(Stored entries)
PR #2417, opened 2025-01-12
fix warnings function for the xcode4 generator

artamonovoleg:
**What does this PR do?**

fixes -Weverything being overriden by xcode defaults

Might break the build for those who used `warnings('Everything')` together with `fatalwarnings`

Xcode by default disables a lot of useful warnings by passing `-Wno-<warning>`


modules/xcode/xcode_common.lua
```diff
@@ -1610,6 +1610,62 @@
 			settings['WARNING_CFLAGS'] = '-Wall -Wextra'
 		elseif cfg.warnings == "Everything" then
 			settings['WARNING_CFLAGS'] = '-Weverything'
+			settings["CLANG_WARN_ASSIGN_ENUM"] = "YES"
```
nickclark2016, line 1613: This feels a bit brittle. Is there a way to disable XCode from disabling warnings, rather than explicitly turning a massive list on and hoping Apple doesn't decide to change the list in a some future release?

Jarod42 (approved):

modules/xcode/xcode_common.lua
samsinsane: @nickclark2016 doesn't look like there's anything. The XCode docs doesn't mention anything about it and for `WARNING_CFLAGS` it just says:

Your goal: The records above should be repeated in full, exactly as given.

Final answer:
PR #2417, opened 2025-01-12
fix warnings function for the xcode4 generator

artamonovoleg:
**What does this PR do?**

fixes -Weverything being overriden by xcode defaults

Might break the build for those who used `warnings('Everything')` together with `fatalwarnings`

Xcode by default disables a lot of useful warnings by passing `-Wno-<warning>`


modules/xcode/xcode_common.lua
```diff
@@ -1610,6 +1610,62 @@
 			settings['WARNING_CFLAGS'] = '-Wall -Wextra'
 		elseif cfg.warnings == "Everything" then
 			settings['WARNING_CFLAGS'] = '-Weverything'
+			settings["CLANG_WARN_ASSIGN_ENUM"] = "YES"
```
nickclark2016, line 1613: This feels a bit brittle. Is there a way to disable XCode from disabling warnings, rather than explicitly turning a massive list on and hoping Apple doesn't decide to change the list in a some future release?

Jarod42 (approved):

modules/xcode/xcode_common.lua
samsinsane: @nickclark2016 doesn't look like there's anything. The XCode docs doesn't mention anything about it and for `WARNING_CFLAGS` it just says:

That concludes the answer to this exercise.